Further, ISPs are currently profitable by a hefty margin, so they could
continue operating the same network at the same price, but neutrally WRT to
content.

Actually, I can't think of any reason why net neutrality would ever cause
prices to increase. All ISPs need to do is give customers a dedicated
allotment of priority/low latency inbound and outbound traffic, with the rest
of their "advertised speed" served as best effort. Then the customer can
decide what matters to them (or the application designers for less technical
customers), and that should be _cheaper_ for ISPs since they need no DPI
hardware and fewer employees deciding what to throttle for profit.

------
codyb
I really like this as a NYC resident. It shows there are some people (I've
only lived here for about 9 months so I'm not too familiar with the political
scene) who are concerned about the residents of their city (local politics in
general seem to be more citizen oriented than national politics (to me,
however that could be an erroneous or anecdotal position I hold) but you could
certainly see the case where NYC could be a distortion of that generality) and
it's also an argument which goes beyond the "these companies might not have
made it" and gives a good concrete example or how millions of people might be
tremendously hurt by the proposed changes to net neutrality.

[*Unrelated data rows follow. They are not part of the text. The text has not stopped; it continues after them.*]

PR #3666, opened 2015-03-26
Replace MGFX DirectX preprocessor With CppNet

### LINKED ISSUE #1972: Replace MGFX DirectX Preprocessor With Portable One
Currently the MGFX tools depend on the Microsoft DirectX Preprocessor API for resolving `#include`s, `#define`s, and such before the shader is compiled.

https://github.com/mono/MonoGame/blob/develop/Tools/2MGFX/ShaderInfo.cs#L400

We need to replace this preprocessor with one of our own that is portable to Mac and Linux and does not have a dependency on DirectX.

tgjones:
Fixes #1972.

It would be good to have as many people as possible try this out in their own projects, before this is merged. Assuming the basic integration with CppNet holds up, we also need to make sure that CppNet itself is up to the task.


tomspilman:
@tgjones - Did you see the new preprocessor emitting `#line` statements where it changes the original file?

tgjones:
> Did you see the new preprocessor emitting #line statements 

Yes, I did (I explicitly enabled the CppNet option to emit #line statements).

tomspilman:
Fantastic... those are totally required to get good debug line info when we have warnings/errors.

tgjones:
Yep... the test I added has an `#include`, and I tried causing a syntax error and seeing the resulting line number - it looked correct to me.

Shqrdx:
@tgjones You do a fantastic job. Please continue and without loosing optimizm !

tomspilman:
@tgjones - Oops... I think merging https://github.com/mono/MonoGame/pull/3679 conflicted this PR.

tgjones:
@tomspilman Thanks for the heads-up - I've rebased this PR.

[[This](https://twitter.com/roastedamoeba/status/582845492129742848) just happened, so my response times might be a little higher than average for the next few weeks... :-)]

danzel:
Congrats @tgjones !

tomspilman:
This seems pretty safe to merge.  Worst case some weird preprocessor case fails and we won't find that until we start using it full time.

tgjones:
Thanks @danzel :)

> This seems pretty safe to merge.

My concerns are mainly around error reporting, and making sure the line numbers for errors match up correctly. It *should* be okay, but only time will tell.

PR #3667, opened 2015-03-26
Added Ubuntu 15.04 to dependencies

cra0zy:


KonajuGames:
Do you have to add each version of Ubuntu separately? Can it be >= 14 so you don't have to modify it each time they release a new version?

cra0zy:
I could, but it may fail on newer releases, I only add platforms on which I actually try running it

cra0zy:
If you still want me to setup >= just say it, and I'll add it.

KonajuGames:
@tomspilman what are your thoughts?  I'm leaning towards making it a >= check for Ubuntu version.  If any future version breaks then it can be dealt with at that time.

tomspilman:
I don't know enough about Linux to say.  Whatever you guys think is best.

cra0zy:
Silly me, yesterday I forgot to push changes, I just noticed

KonajuGames:
Thanks for that @cra0zy

KonajuGames:
Merged.

PR #3645, opened 2015-03-20
Bunch of small improvements and fixes for Gtk Pipeline

cra0zy:
Things done:
<ul>
<li>Changed "Monogame Pipeline" to "MonoGame Pipeline"</li>
<li>Fixed a bug where the Pipeline had a small chance of crashing upon calling buid/rebuild/clean</li>
<li>Output TextView now autoscrolls during compilation</li>
<li>Double clicking item in treeview now opens the default application for that item</li>
<li>Text dialog now checks entered characters to make sure they are characters than can be used for creating a directory</li>
<li>Some terminology improvements (#3292):</li>
</ul>
file
folder
main

PS. Next PR I will submit will bring WinForms Pipeline up to date

PR #3669, opened 2015-03-26
Gtk Pipeline Tool, Fixed context menu and retitled the tool to MonoGame Pipeline

cra0zy:
Notes:
<ul>
<li>In #3645 I changed the title of the tool using monodevelop's gui editor which actually only changed it in gui.stetic instead of MonoGame.Tools.Pipeline.MainWindow.cs</li>
<li>Context menu submenus were broken because of the Gtk bug (<a href="http://stackoverflow.com/questions/5221326/submenu-item-does-not-call-function-with-working-solution">stackoverflow link</a>) so I fixed that up</li>
<li>Fixed context menu separator positions</li>
</ul>


tomspilman:
Thanks @cra0zy !

PR #3670, opened 2015-03-27
Installer fix for templates on Windows

Shqrdx:
This is correction fix for installer. Before this, installer always mark templates even if appropriate visual studio's(or its folder in Documents) is not existed in the system.

image

after this change it should be(on my computer where only VS2013 existed) like this

image


tomspilman:
Looks great... merging!

Shqrdx:
And it works !

PR #3671, opened 2015-03-27
Bunch of small improvements for Gtk Pipeline

cra0zy:
Notes:
<ul>
<li>Project treeview base gets expanded by default</li>
<li>Added a new id system so I can add icons and something @tomspilman will be proud of</li>
<li>Fixed a Gtk bug which I will not explain, very complicated for explaining, tho it could only occur if compiled pipeline with system gtk libs</li>
<li>All items in project treeview now get sorted</li>
<li>Missing indicator will appear on folders in case if one of it's subitems has a missing indicator</li>
</ul>


tomspilman:
I'm proud of everything you do @cra0zy . :)

cra0zy:
Thanks :)

PR #4396, opened 2016-01-06
WindowsDX: Fixed "HasVibrationMotor" properties

### LINKED ISSUE #4395: GamePadCapabilities.HasLeftVibrationMotor / HasRightVibrationMotor  is wrong
Hi,

I am using the latest nuget package from the develop feed 3.5.0967.
My Xbox 360 GamePad has both vibration motors, but the GamePadCapabilities return false on the corresponding HasLeft/RightVibrationMotor properties.
However i can set the vibration for both motors and they work just fine.

Is this already fixed in the current head?

Thanks and appreciation

MichaelDePiazzi:
Fixes #4395 

The `SharpDX.XInput.CapabilityFlags.FfbSupported` (force-feedback) flag is not available in DirectX 11.0. However, it seems sufficient to just check the "motor speed" properties to determine if vibration is supported.

So this should work, but I was only able to test it with XInput gamepads which have vibration motors.

If anyone actually has an XInput controller which doesn't have vibration motors, then it would be awesome if you could test this and confirm that the `HasLeftVibrationMotor` and `HasRightVibrationMotor` properties both return the expected values.

### DIFF
--- a/MonoGame.Framework/Input/GamePad.XInput.cs
+++ b/MonoGame.Framework/Input/GamePad.XInput.cs
@@ -132,8 +132,8 @@ namespace Microsoft.Xna.Framework.Input
             ret.HasLeftVibrationMotor = hasForceFeedback && capabilities.Vibration.LeftMotorSpeed > 0;
             ret.HasRightVibrationMotor = hasForceFeedback && capabilities.Vibration.RightMotorSpeed > 0;
 #else
-            ret.HasLeftVibrationMotor = false;
-            ret.HasRightVibrationMotor = false;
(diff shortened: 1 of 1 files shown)


tomspilman:
@Martin-Schultz - Can you test these changes and make sure it fixes your issue?

Martin-Schultz:
i just tested it on my Windows 10 Machine and the issue seems fixed.

Anyways i don't have a gamepad without FFB either. I'll try to find one until the end of the week,otherwise i would consider this as fixed.

tomspilman:
I'm going to take a chance on this... it can't be more broken than without this.

MichaelDePiazzi:
Yeah, that's true. Thanks Tom.

PR #4398, opened 2016-01-06
Fix Windows DesktopGL Window... again

cra0zy:
Fixes 2 things:
 - Disables window centering code for Windows 8 and above
   - Windows 8 and above already has window centering
 - Enables back border delay code for Windows
   - turns out if you switch fast enough fullscreen - window - fullscreen - window... you can get borderless window which is not fullscreen...


cra0zy:
I just realized I need to check for if opentk is using sdl or normal, since sdl will do the centering as well... SO INCONSISTENT!!!!

cra0zy:
And turns out there is no way to check if you are using SDL in opentk... I'm just gonna go work on SDL 2 implementation of this :|

PR #4404, opened 2016-01-08
Gtk Pipeline, Use Common Filter Output Code and minor bugfix

cra0zy:
Stuff done:
 - Use common code for Gtk Pipline output filtering from #4272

I know that I would feel tremendous emotional pain at the thought of not being
able to communicate with my family effectively and easily when all of the
technology is there and established. Hopefully some of the people who need
swaying can feel with their hearts instead of their wallets and ensure that
these millions will not feel that pain.

------
mseebach
Wow, grandstanding much? There's no evidence ISPs have throttled VoIP or plan
to, but if they did it would be REALLY BAD for $key_voter_demographic.

Sorry guys, even if the end result is commendable, this is _literally_ just
FUD. If there's to be any hope of better politics, we need to reject this BS.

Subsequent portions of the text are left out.